Часть 9 из 41 В начало
Для доступа к библиотеке пройдите авторизацию
— Мой господин ждет вас, — спокойно заявил подручный барона.
Дамы, замершие под его холодным взглядом, как мартышки перед удавом, естественно, возражать не стали. Впрочем, они не сильно-то и расстроились. Как только мы дошли до замершего на объездной дороге электромобиля, над парком опять разлетелся заливистый смех.
Ну а чего им не радоваться?
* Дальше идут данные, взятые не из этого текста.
PR #2647, opened 2017-04-27
Do not list/count private projects anywhere outside of MyRSR

punchagan:
- Private projects are meant to be viewed only by members of the organisations which are partners of the projects. Members of these organisations could be shown private projects in the project listings, etc., but to keep these pages simple, it was decided to exclude private projects from all the pages outside of MyRSR.

- The existence of private projects shouldn't be known to anyone outside of the organisations to which they "belong".  So, all public counts of projects must exclude private projects.

- [x] Copyright header

- [x] Code formatting

- [x] Documentation

- [x] Change log entry

### DIFF
--- a/akvo/rest/views/typeahead.py
+++ b/akvo/rest/views/typeahead.py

Официанта я зарядил полусотней червонцев и уверен, что сразу после моего ухода девчонки закажут как минимум пару бутылок ликера.
Тадеуш, как обычно, был молчалив и отстранен. У меня даже начали появляться не очень-то хорошие мысли. Особенно напрягся, когда понял, что едем мы не к дворцу барона, да и вообще не к центру города, а наоборот — к окраине.
Как назло, мощный защитный амулет Тадеуша не давал мне возможности уловить даже отголосков эмоций этого человека, а пытаться хоть как-то влиять на него я не стал бы ни при каких обстоятельствах. От такой мысли меня даже передернуло.
Впрочем, все переживания оказались напрасными. Когда мы доехали до большой промзоны на окраине города, нас встретил радушно улыбающийся барон:
— Простите, что оторвал вас от приятного общества девушек, но мне подумалось, что вам будет интересно посмотреть на знаменитые малахитовые чертоги.
Мне даже стало на секунду неудобно, что о знаменитости этих самых чертогов я узнал только сейчас. Так что изобразил радость и вполне искренне заявил:
— Очень интересно!
Спуск в шахту был расположен прямо посреди промзоны, точнее, это она образовалась вокруг выхода из рудника. Было видно, что здесь все обжито давным-давно. Причем обжито и обустроено в истинно немецком стиле.
Лифтовая кабина больше напоминала подъемник в жилом доме, не хватало только зеркал.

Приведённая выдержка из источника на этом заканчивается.